AI-Assisted Documentation is the newest and least settled stage, touching the regulated, liability-bearing end of practice. Autodesk Forma, built from the site and massing analysis pioneered by Spacemaker, now extends toward documentation. SWAPP takes a narrower approach, trained on a firm's own drawing standards to convert schematic design into compliant Revit construction sets. Both remain pilots rather than industry default.
03Mapping AI onto the Stages of Work
To understand how this ecosystem actually functions in practice, it is useful to map these tools directly onto the stages of work in architecture. The integration of AI does not break the traditional phases of design; rather, it supercharges them, fundamentally altering where and how we spend our time.
In the Concept and Strategy phases (RIBA Stages 0–2), AI-generative concept tools take the lead. This is where platforms like Midjourney allow rapid visual iteration, mood and material exploration, testing spatial atmosphere before a floor plate exists. An idea that once required a week of hand-rendering or a day of modelling can now be tested visually in minutes. The number of design directions I can explore before a client presentation has grown by an order of magnitude, and that breadth changes the quality of the decision made in the room.

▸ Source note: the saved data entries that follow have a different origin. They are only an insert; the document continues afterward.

PR #11452, opened 2020-03-24
ability to identify jakarta version and update first project to use

njr-11:
Add platform feature for jakarta 9, and use it to identify whether Jakarta 9 vs earlier is needed in one of the several projects that will need this information.


njr-11:
#build

PR #11466, opened 2020-03-25
Timer Action Test Handle Slow Systems

tkburroughs:
Test is expecting timer to run every 1 second, which may not occur on "slow" systems.
When using "ONCE", slow systems may skip to the next future 1 second boundary,
so the test needs to account for that.


tkburroughs:
#build

PR #11477, opened 2020-03-26
Update oracle docker image

KyleAure:
Updating the oracle docker images from using Oracle 11g to Oracle 18c.

This is a necessary change to ensure that we continue to support the latest database versions. In addition, the previous docker image we were using was slimmed down and as a result removed support for distributed transactions (XA).


KyleAure:
#build

PR #11480, opened 2020-03-26
Repeat FAT tests with Jakarta EE

aguibert:
To repeat an entire FAT bucket, or a subset of FAT tests with JakartaEE, the following repeat action could be used:
```java
@ClassRule
public static RepeatTests r = RepeatTests.withoutModification() // EE7
                    .andWith(FeatureReplacementAction.EE8_FEATURES()) // EE8
                    .andWith(new JakartaEEAction()); // EE9
```

When a JakartaEE repeat action runs, the following steps occur:
1. The `JakartaTransformer.main()` method is invoked on each war/ear file found under `publish/servers/`. This may also be customized to include more/less files
2. The standard `FeatureReplacementAction` kicks in to update server.xml's from EE7/8 to EE9 features. For example, `servlet-4.0 --> servlet-5.0` and `componenttest-1.0 --> componenttest-2.0`

### How to enable this in a FAT bucket

1. Add a `RepeatTests` `@ClassRule` (if not already present). If you add it at the `FATSuite.java` level the entire FAT bucket will repeat. Or, if you add it only on a specific test class, the repeats will only apply to that class.
2. Add the transformer dependencies in the FATs build.gradle file: `addRequiredLibraries.dependsOn addJakartaTransformer`
3. (Optional) If certain tests don't apply to Jakarta EE 9, they may be skipped by adding the `@SkipForRepeat(EE9_FEATURES)` annotation to the `@Test` method


dev/com.ibm.ws.componenttest.2.0/bnd.bnd
```diff
@@ -0,0 +1,74 @@
+#*******************************************************************************
+# Copyright (c) 2017 IBM Corporation and others.
```
njr-11: Minor: Wrong year copyright for new file.  Some other files have the same issue.

dev/fattest.simplicity/src/componenttest/rules/repeater/JakartaEE9Action.java
```diff
@@ -0,0 +1,226 @@
...
+ * <li>Update all server.xml configs under the autoFVT/publish/ folder to use EE 9 features</li>
+ * </ol>
+ */
+public class JakartaEE9Action extends FeatureReplacementAction {
+
+    private static final Class<?> c = JakartaEE9Action.class;
+
+    public static final String ID = "EE9_FEATURES";
+
+    static final String[] EE9_FEATURES_ARRAY = { "jakartaee-9.0", "webProfile-9.0", "jakartaeeClient-9.0", "servlet-5.0", "jdbc-4.2", "javaMail-2.0", "cdi-3.0", "jpa-3.0",
```
njr-11: Why is jdbc-4.2 an EE9 feature?  Also, concurrent-2.0 is missing.  Are others missing as well - I don't see EJB (whatever the new name for it is) ?

aguibert: jdbc-4.2 doesn't have to be in here, what this implies is that when server.xml's are getting upgraded to EE9-level features, we will also upgrade to jdbc-4.2 if older jdbc version are specified like 4.0 or 4.1. While tests would technically work with any JDBC feature version, I think it would be good for us to test with the latest features when possible -- this list can also be customized at the FAT bucket level, so if a FAT wants to specifically test an older JDBC version it can still do so.

Regarding other features like concurrent-2.0, yes I will get those added.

As the project matures through Concept Design to Spatial Coordination (RIBA Stages 2–3), AI design control and AI-aided feasibility start to take over. Here, Nano Banana and Krea are refining, directing, and communicating a design that is already taking shape. Finch, Forma, and Infrared.city enter the picture, stress-testing layout performance, climate response, and density assumptions before they become load-bearing commitments in the drawing set.
Moving into Technical Design and Construction (RIBA Stages 4–5), AI-assisted documentation begins to merge with our traditional BIM environment. While still an emerging frontier, platforms like SWAPP are starting to automate the translation of schematic models into compliant Revit construction sets, significantly reducing the manual drafting burden.

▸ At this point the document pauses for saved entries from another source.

PR #11483, opened 2020-03-26
test connectionManager pool size increase and app restart

njr-11:
Write tests that identify whether updates to nested and top level connectionManager elements causes an application restart, in the case of dataSource and connection factories.
The test is enabled for dataSource, where it enforces that the application does not restart.
Part of the test is commented out for connection factories, where observed behavior is that the application does restart. In that case, the connectionManager element handles its own modified, however, OSGi wants to sent a modified (leading to deactivate/activate) to the connection factory, triggering the app recycle logic.

### DIFF
--- a/dev/com.ibm.ws.jdbc_fat/fat/src/com/ibm/ws/jdbc/fat/tests/ConfigTest.java
+++ b/dev/com.ibm.ws.jdbc_fat/fat/src/com/ibm/ws/jdbc/fat/tests/ConfigTest.java
@@ -379,7 +379,7 @@ public class ConfigTest extends FATServletClient {
 
         try {
             updateServerConfig(config, EMPTY_EXPR_LIST);
-            // Behavior should now reflect the new setting of 1 for maxPoolSize
+            // Behavior should now reflect the new setting of 2 for maxPoolSize
             runTest(basicfat, "testMaxPoolSize2");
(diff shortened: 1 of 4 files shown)


dev/com.ibm.ws.jdbc_fat/fat/src/com/ibm/ws/jdbc/fat/tests/ConfigTest.java
```diff
@@ -372,6 +372,25 @@ public void testConfigChangeConnectionManager() throws Throwable {
...
         }
 
+        runTest(basicfat, "setServletInstanceStillActive");
+
+        // Increase maxPoolSize to 2
+        conMgr2.setMaxPoolSize("2");
+
+        try {
+            updateServerConfig(config, EMPTY_EXPR_LIST);
+            // Behavior should now reflect the new setting of 1 for maxPoolSize
```
gjwatts: Change 1 -> 2 for maxPoolSize comment

njr-11: Thanks for catching that. I added a commit to fix the comment.

njr-11:
#build
#run-libby-bot

PR #11490, opened 2020-03-26
Minor Fix to LDAPHelper

### LINKED ISSUE #11478: Minor code issue in LdapHelper.getRDN in com.ibm.ws.security.wim.adapter.ldap
**Describe the bug**
See com.ibm.ws.security.wim.adapter.ldap/src/com/ibm/ws/security/wim/adapter/ldap/LdapHelper.java around line 280.

Inside method getRDN, there is fallback code when the LdapName code fails. That code is wrong:
```java
            int pos1 = DN.indexOf(',');
            if (DN.charAt(pos1 - 1) == '\\') {
                pos1 = DN.indexOf(pos1, ',');
            }
```

should be:
```java
            int pos1 = DN.indexOf(',');
            while (DN.charAt(pos1 - 1) == '\\') {
                pos1 = DN.indexOf(',', pos1+1);
            }
```

1. String.indexOf(int, int) - the first parameter is the search character, the second parameter is the start position, not the opposite.
2. Better use a while loop, since there is no reason why a DN should have only one escaped comma.
3. pos1 must increase, otherwise it starts searching at a position where the comma is already found.

The issue is very minor since in most cases, the fallback code is not executed. The code is only reachable when you have a buggy LDAP that does not follow the distinguished name format rules.

**Steps to Reproduce**
N/A

**Expected behavior**
If the fallback code is executed, it should skip all escaped comma (\,) and find the first comma that is not escaped.

**Diagnostic information:**
N/A

**Additional context**
N/A

agiridharan:
fixes #11478

### DIFF
--- a/dev/com.ibm.ws.security.wim.adapter.ldap/src/com/ibm/ws/security/wim/adapter/ldap/LdapHelper.java
+++ b/dev/com.ibm.ws.security.wim.adapter.ldap/src/com/ibm/ws/security/wim/adapter/ldap/LdapHelper.java
@@ -279,8 +279,8 @@ public class LdapHelper {
             e.getMessage();
             DN = DN.trim();
             int pos1 = DN.indexOf(',');
-            if (DN.charAt(pos1 - 1) == '\\') {
-                pos1 = DN.indexOf(pos1, ',');
+            while (DN.charAt(pos1 - 1) == '\\') {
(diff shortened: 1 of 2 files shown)


jvanhill:
#libby

agiridharan:
#build

agiridharan:
#run-libby-bot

Beyond most architects' current daily roles, in the Handover and Use phases (RIBA Stages 6–7), a quieter shift is underway. AI extends the architect's relationship with the building through technologies like digital twins. Platforms such as Autodesk Tandem, integrated with IoT sensors and agentic AI, create a living digital replica of the built asset. Instead of handing over a static operation manual, architects can now deliver an intelligent system in real time. Architecture is no longer just a finished product; AI is helping to give architects a closed feedback loop on how their spatial concepts perform in reality.
04More Human, Not Less
The AI tools, the new workflow, the application per stage — together they sketch a profession in transition. AI has moved from the edges of research into the daily rhythm of practice faster than almost anyone predicted. What remains less settled is what this means for the architect standing at the centre of it.

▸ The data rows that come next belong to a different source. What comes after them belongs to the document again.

PR #11509, opened 2020-03-27
Fix availability of fat.test.localrun

KyleAure:
Previously we were performing the following sequence of steps to set fat.test.localrun to true:

```java
  System.setProperty("fat.test.localrun", "true");
  environment System.getProperties()
```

AI has not reduced the architect's role — it has intensified it. Every image generated in seconds still requires a human to judge, direct, and discard. The workflow demands more decisions per project, not fewer. The risk is real: over-reliance on AI outputs can flatten creative ambition, and the profession must resist mistaking speed for depth.
But the opportunity is greater. Architects who master this workflow can think at a scale and pace previously impossible — testing bolder ideas earlier, communicating them more compellingly, and spending their hardest thinking where it has always mattered most: the decisions no algorithm can make.